Black Friday, which marks the unofficial start of the holiday shopping season, isn't only relegated to the department stores, big-box places and online retailers -- it also happens at the local record stores. In what has now become an annual tradition, the folks behind Record Store Day is mounting the next installment of its Black Friday event on November 27, in which independent record stores offer special, mostly limited-edition vinyl releases the day after Thanksgiving. This year's Record Store Day Black Friday offerings include music from B.B. King, Janis Joplin, Queen, Beck, David Bowie and many others.
But the people who will visit their record shops on Record Store Day Black Friday are probably not as fanatical compared to a certain group of real die-hard record collectors who seek out rare and vintage 78 RPM recordings, including early blues music. It is this unique group of people that journalist Amanda Petrusich writes about in her most recent book Do Not Sell at Any Price: The Wild, Obsessive Hunt for the World's Rarest 78 RPM Records, which was published last year and is now available in paperback.

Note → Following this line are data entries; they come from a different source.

PR #9262, opened 2026-08-31
fix(release): build macOS x86_64 on an Intel runner; keep Android off Windows ARM64

proggeramlug:
Two release build legs that block `create-release`, which requires **every** matrix leg to succeed.

## macOS x86_64 — wrong runner architecture

`macos-15` is the **Arm64** image. [actions/runner-images](https://github.com/actions/runner-images) lists `macos-15-intel` / `macos-15-large` as the x86_64 one. So `x86_64-apple-darwin` was being built on an arm64 runner, where `brew install llvm@22` installs an arm64-only LLVM:

```
ld: warning: ignoring file .../libLLVM…
ld: symbol(s) not found for architecture x86_64
```

This became fatal when the in-process LLVM backend became the default (2026-08-17) and `perry` started linking libLLVM. The artifact shipped fine in v0.5.1220 (2026-07-04) and has been broken since.

LLVM publishes **no x86_64 macOS binary** (22.1.8 ships only `LLVM-22.1.8-macOS-ARM64.tar.xz`), so a native Intel runner is the only source of an x86_64 libLLVM. `macos-13` is retired.

Dropping the artifact was considered and rejected: `scripts/stage-npm.sh` builds the `darwin-x64` npm package from it — and `npm-publish` gates `create-release` — and the homebrew job downloads it to compute the formula's SHA256.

In the book, Petrusich interviews several present-day 78 RPM collectors and recounts the lives of early collectors such as Harry Smith and James McKune. She also reports of her own experiences in tracking down old 78s, from going to a flea market in Hillsville, Virginia, to diving into the Milwaukee River.
In this edited interview, Petrusich -- who has written for The New Yorker, The New York Times and Pitchfork -- talks about the 78 RPM collectors and what drives them to search and pay for these hard-to-find records.
This book came about from a story you did for Spin several years ago about the renewed popularity of vinyl records.
I had some limited experience with 78s as a format when I was reporting my book [It Still Moves: Lost Songs, Lost Highways and the Search for the Next American Music], which dealt a little bit with some pre-war American vernacular music. But I never really held one in my hands. I ended up interviewing a guy who was the director of the WFMU Record Fair and he introduced me to some vinyl collectors that I was able to talk with for that piece. He made this offhand comment as we were leaving the bar, "Look, if you really want to talk to someone who's gone fully down the rabbit hole, you need to find a 78 collector." Like any journalist, I wrote it in my notebook, and I thought, "Well, it sounded interesting."
With vinyl collectors, a lot of those records are really rare. But it's just so much more high stakes with the 78 -- not only because of the actual physical object degrades much faster and is in fact more fragile -- but because so many of those recordings don't exist in any other format. Certainly the story of the music itself was hugely intriguing to me, but also it had all these other elements of things that I hadn't necessarily had a chance to write about before -- the ideas of preservation and obsession -- all these things that are very human impulses.
When you started to track down these 78 RPM record collectors, were they initially receptive or hesitant to talk?
It was not the easiest community to infiltrate. They were rightfully a little wary of me and my interest in what they were doing...this idea I was gonna come in and expose the world to what they were doing was troubling to them, but also the very simple fact that their economy is tenuous and is based on the idea that you can still get rare records for a couple of bucks at a yard sale. I think there was all this fear that I was going to blow that up for everybody. It really took a lot of time and energy and cajoling -- and persistence more than anything else -- to sort of constantly insisting upon myself, "I'm here, I'm gonna talk to you, I'm gonna write about this thing," to get them to accept me.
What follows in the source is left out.